• EXERCISE PROMPT
Going line by line through the records below, count those containing the word "agree", then give only the count.

• INFORMATION SUPPLIED
PR #688, opened 2019-05-30
updating to image with bugfixes

chrisamiller:
a few bugfixes related to t/n name swaps and handling of NA characters

### DIFF
--- a/definitions/tools/filter_vcf_somatic_llr.cwl
+++ b/definitions/tools/filter_vcf_somatic_llr.cwl
@@ -5,7 +5,7 @@ class: CommandLineTool
 label: "use the binomial/llr somatic filter to weed out low confidence variants"
 requirements:
     - class: DockerRequirement
-      dockerPull: mgibio/somatic-llr-filter:v0.4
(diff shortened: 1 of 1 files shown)


zlskidmore:
+1

definitions/tools/filter_vcf_somatic_llr.cwl
```diff
@@ -5,7 +5,7 @@ class: CommandLineTool
 label: "use the binomial/llr somatic filter to weed out low confidence variants"
 requirements:
     - class: DockerRequirement
-      dockerPull: mgibio/somatic-llr-filter:v0.3
+      dockerPull: mgibio/somatic-llr-filter:v0.4
```
tmooney: Do we want the very newest version?
```suggestion
      dockerPull: mgibio/somatic-llr-filter:v0.4.1
```

chrisamiller: weird - I thought I pushed that second commit through to update it...   Yes, thanks for catching that!

Issue #691, opened 2019-06-03
Replace symlinking with copying


tatahin:
Hello!
The following files contain `ln -s` command:
```
index_bam.cwl
index_cram.cwl
```
When running them with `cwltool` resulting output directory doesn't contain symlinks. I suggest to replace `ln -s` with `cp` for better compatibility with the reference implementation. What do you think about it?

susannasiebert:
The `ln -s` in the `pvac*.cwl`s doesn't pertain to symlinking output files. It's to symlink TMPDIR to a clean location because otherwise we were getting error of the TMPDIR path being too long in cromwell executions where the TMPDIR for each step is nested very deep in the output directory structure. Further down in the `arguments` you will see it calling the actual pvac* commands.

tatahin:
@susannasiebert, thank you! I hurried a bit after checking first two files... Updated the issue.

tmooney:
I've opened #692, which includes a proposed solution to this issue.

PR #692, opened 2019-06-03
Simplify BAM and CRAM indexers.

tmooney:
* We previously avoided the `InitialWorkDirRequirement` because a few executors didn't support it.  They generally all do now, so this is better than a manual copy.
* `cwltool` isn't propagating the symlinks, so make a copy of the index instead.  (Other executors end up making a copy later anyway.)  This addresses #691.

### DIFF
--- a/definitions/tools/index_bam.cwl
+++ b/definitions/tools/index_bam.cwl
@@ -4,9 +4,7 @@ cwlVersion: v1.0
 class: CommandLineTool
 label: "samtools index"
 arguments: [
-    "cp", $(inputs.bam.path), "$(runtime.outdir)/$(inputs.bam.basename)",
-    { valueFrom: " && ", shellQuote: false },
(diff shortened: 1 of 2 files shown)


chrisamiller:
+1

serge2016:
Could you explain, please, what is the purpose of:
```
      listing:
          - $(inputs.bam)
```
? Is it for checking the existence of input file?

tmooney:
@serge2016 In order to make the input BAM/CRAM available as an output along with the newly created index, the `InitialWorkDirRequirement` ensures that BAM/CRAM is placed in the working directory.   62b1331bb6f8268386b656506d2d7ac41dd11a61 switches to this standard CWL way of staging inputs instead of the manual `cp` we were employing before.  See https://www.commonwl.org/user_guide/15-staging/ for an example from the CWL User Guide.

serge2016:
@tmooney Thanks!!! Cool!

PR #701, opened 2019-06-12
Update depth-filter to 0.1.1

tmooney:
This has the fix for missing values that addresses genome/docker-depth-filter#1.


chrisamiller:
superceded by #708

PR #702, opened 2019-06-13
Add decompose step after the docm VCF gets merged in

susannasiebert:
Running GATK CombineVariants to merge in the DOCM VCF results in multi-allelic sites. Moving the `decompose` step to after the the `add_docm_variants` should fix this issue.


chrisamiller:
I believe the docm step requires a decomposed VCF, so I don't think this will work as intended. We'll need to decompose twice: once before docm, and once afterwards.  

It might make sense to leave the decompose step pre-docm, then add another decompose step as the last step of the docm subworkflow

chrisamiller:
I retract my statement - this should work fine!  +1

PR #708, opened 2019-06-17
bumping to 0.1.2 to remove PASS values when filtering

chrisamiller:
See here for the actual commit: 
https://github.com/genome/docker-depth-filter/commit/c14569ac8d88b4f226a77e975c913bb1f632f81c

using the built-in `add_filter` function correctly removes PASS values when filtering a line (instead of appending the filters and ending up with nonsense like "PASS,DEPTHFILTER"


chrisamiller:
Yeah, should have done a PR on that repo first 

This supercedes the fix made in https://github.com/genome/analysis-workflows/pull/701 so I'll close that one

Issue #659, opened 2019-05-14
Flip RNA-seq settings for Picard CollectRnaSeqMetrics.


jasonwalker80:
See internal JIRA BGAS-651 for more details, but the Picard strandedness settings are flipped.
https://github.com/genome/analysis-workflows/blob/ae75b938e6e8ae777a55686bbacad824b3c6788c/definitions/tools/generate_qc_metrics.cwl#L33

See this table for the correct settings:
https://github.com/griffithlab/rnaseq_tutorial/blob/master/manuscript/supplementary_tables/supplementary_table_5.md

Issue #658, opened 2019-05-14
Confirm the order of array inputs for the RNA-seq workflow


jasonwalker80:
With Toil it sounds like the order is reversed, but when running the same CWL with Cromwell we get a different order. This has impacted the RNA-seq QC metrics, see internal JIRA BGAS-651). Additionally, there will be a related issue forthcoming to correct the QC metric parameters for strandedness, they are reversed as well, see #659.

https://github.com/genome/analysis-workflows/blob/ae75b938e6e8ae777a55686bbacad824b3c6788c/definitions/subworkflows/bam_to_trimmed_fastq_and_hisat_alignments.cwl#L66

Most likely this fix in kallisto CWL will also need fixed:
https://github.com/genome/analysis-workflows/blob/23adee9d8b11679689660c6b50c3e5a40ea920f3/definitions/pipelines/rnaseq.cwl#L105

PR #711, opened 2019-06-18
Fixing strandedness settings in RNAseq pipeline

chrisamiller:
This fixes the errors outlined in issues https://github.com/genome/analysis-workflows/issues/658 and https://github.com/genome/analysis-workflows/issues/659, related to strandedness settings in QC, and to fastq order in Kallisto

### DIFF
--- a/definitions/pipelines/rnaseq.cwl
+++ b/definitions/pipelines/rnaseq.cwl
@@ -101,13 +101,7 @@ steps:
         in:
             kallisto_index: kallisto_index
             strand: strand
-            fastqs:
-                source: bam_to_trimmed_fastq_and_hisat_alignments/fastqs
-                valueFrom: |
-                    ${
-                      for(var i=0;i<self.length;i++){self[i] = self[i].reverse()}
-                      return(self)
-                     }
+            fastqs: bam_to_trimmed_fastq_and_hisat_alignments/fastqs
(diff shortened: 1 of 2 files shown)


definitions/pipelines/rnaseq.cwl
```diff
@@ -101,13 +101,7 @@ steps:
...
             kallisto_index: kallisto_index
             strand: strand
-            fastqs:
-                source: bam_to_trimmed_fastq_and_hisat_alignments/fastqs
-                valueFrom: |
-                    ${
-                      for(var i=0;i<self.length;i++){self[i] = self[i].reverse()}
-                      return(self)
-                     }
+            fastqs: bam_to_trimmed_fastq_and_hisat_alignments/fastqs
```
tmooney: Since the ordering can be problematic (apparently) depending on which engine is used, maybe we should switch `bam_to_trimmed_fastq_and_hisat_alignments.cwl` to use the specified read1 and read2 FASTQ outputs that the trimming step already provides?  Combining them into the right array of arrays here might still involve a little work, but it'd always be right!

chrisamiller: I agree, that'd be preferable, but I've got no time to figure that out at the moment - will file it away for a future date :)

PR #713, opened 2019-06-18
Basic Exome Alignment +QC Workflow (non-human)

jasonwalker80:
This replaces #610

### DIFF
--- a/definitions/pipelines/simple_exome_alignment.cwl
+++ b/definitions/pipelines/simple_exome_alignment.cwl
@@ -8,6 +8,7 @@ requirements:
       types:
           - $import: ../types/labelled_file.yml
     - class: SubworkflowFeatureRequirement
+    - class: ScatterFeatureRequirement
 inputs:
     reference: string
     bams:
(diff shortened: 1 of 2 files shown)


tmooney:
Does this need to be reconciled with <https://github.com/genome/analysis-workflows/blob/00313eea071a4199064a565dba2b2802fc9eb429/definitions/subworkflows/qc_exome_no_verify_bam.cwl> and the "mouse" pipeline <https://github.com/genome/analysis-workflows/blob/00313eea071a4199064a565dba2b2802fc9eb429/definitions/pipelines/exome_alignment_mouse.cwl>?

jasonwalker80:
I suppose `exome_alignment_mouse.cwl` is the same things... @chrisamiller agree? I had the PR open for a long time, but my forked repo was a mess. It looks like the same workflow except this produces BAM (which is fine given other workflows can still use the pipeline as a sub-workflow and compress to CRAM).

chrisamiller:
Yeah, based on a quick look, I believe the mouse exome alignment workflow does the same thing:
https://github.com/genome/analysis-workflows/blob/master/definitions/pipelines/exome_alignment_mouse.cwl

Essentially, it drops out bqsr and verify bam id to support non-human species, which is what you're doing here, seems like.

• SOLUTION TO THE EXERCISE
2